Allen is a bad ass painter for bikes or cars! Very well detailed and clean paint jobs at the best prices.
Tomas knows what it takes to build show winning bikes and specializes in upolstery and does a damn good job at great prices. 

Both of these guys are cool and unlike some others that ave been doing this for a while, still have the love for the game and like to spread it. 

UCE Cali!!


----------



## chris2low (Dec 7, 2005)

whos are they


----------



## chris2low (Dec 7, 2005)

whos are they


----------



## toyshopcustoms (Sep 9, 2003)

What the F!#k did this guy just say? Sleepin under a rock? I know i sa you at the Indy saw taken pics of thier bikes.


----------



## TonyO (Apr 8, 2002)

> _Originally posted by toyshopcustoms_@May 8 2006, 03:59 PM~5389268
> *What the F!#k did this guy just say? Sleepin under a rock? I know i sa you at the Indy saw taken pics of thier bikes.
> *


:roflmao:


----------



## noe_from_texas (Jun 25, 2004)

:roflmao:


----------



## TonyO (Apr 8, 2002)

> _Originally posted by noe_from_texas_@May 8 2006, 07:41 PM~5390071
> *:roflmao:
> *


chris2low got ToyshopcustOWNED

:biggrin:


----------



## noe_from_texas (Jun 25, 2004)

:biggrin:


----------



## Sir Mikol (Dec 3, 2003)

very nice work


----------



## TonyO (Apr 8, 2002)

ttt


----------



## MR.559 (May 21, 2005)

The homie Allien from wet &wild customs gets down on paint! Pays full attention to detail!


----------



## djgooch (Apr 4, 2009)

> _Originally posted by TonyO_@May 4 2006, 03:12 PM~5370566
> *
> 
> 
> ...


Nice Work!!! Now thats detail!!!!!! The painter gets down!!!! :thumbsup:


----------



## BILLY_THE_KID (Sep 13, 2008)

Real tight bikes :biggrin: :biggrin: :thumbsup: :thumbsup:


----------



## cruising oldies (Oct 9, 2008)

:0 nice bikes :biggrin:


----------



## R0L0 (Mar 21, 2006)

ttt


----------



## aztecsoulz (Sep 21, 2008)

Nice bikes, !!!!


----------



## Riddler Resurrected (Aug 27, 2011)

I THINK ITS TIME TO ADD RIDDLER TO THIS TOPIC.... 

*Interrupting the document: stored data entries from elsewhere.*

PR #1137, opened 2018-07-27
Script to make base32 secrets importable

cornelinux:
This script takes base32 encoded secrets and creates
an import file to be used by privacyIDEA.

This is supposed to be a simple script running under supervision.
I know that it will create false import data, if the paramter "-s" would be used without the paramter "-t". 
But the admin should realize the garbage when written to stdout.

### DIFF
--- a/tools/convert-base32.py
+++ b/tools/convert-base32.py
@@ -1,0 +1,57 @@
+#!/usr/bin/python
+# -*- coding: utf-8 -*-
+#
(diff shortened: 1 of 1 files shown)


cornelinux:
This pull request is now managed with CodeReviewHub. <a href='https://github.com/privacyidea/privacyidea/pull/1137'>Refresh</a>.<a href='#crh-update-none'></a>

WET-N-WILD STILL KING OF PAINT AND GRAPHICS!!!!!!!!


----------



## wet-n-wild (Oct 2, 2005)

Riddler Resurrected said:


> I THINK ITS TIME TO ADD RIDDLER TO THIS TOPIC.... WET-N-WILD STILL KING OF PAINT AND GRAPHICS!!!!!!!!


 WOW!!! Thanks for the kind words Rolando. Like I always tell you I just try my best. Thank you for the opportunity to paint for you and continue to help make the Riddler better


----------



## wet-n-wild (Oct 2, 2005)

WOW!! I never saw this topic. Thank you everyone for the kind words. After me busting the motorcycle out this weekend and my son seeing all the bikes at Supershow he was really missing is old bike Sweet -N- Sour


----------



## DVS (Sep 11, 2003)

They are two of my favorite bikes


----------



## wet-n-wild (Oct 2, 2005)

DVS said:


> They are two of my favorite bikes


 Thank you, we put alot of hard work into those bikes. After this past weekend at Supershow my son was really missing his bike


----------



## R0L0 (Mar 21, 2006)

wet-n-wild said:


> Thank you, we put alot of hard work into those bikes. After this past weekend at Supershow my son was really missing his bike


sounds like it time to start on Sweet-N-Sour Dos!!!!!!!!


----------



## wet-n-wild (Oct 2, 2005)

E.C. ROLO said:


> sounds like it time to start on Sweet-N-Sour Dos!!!!!!!!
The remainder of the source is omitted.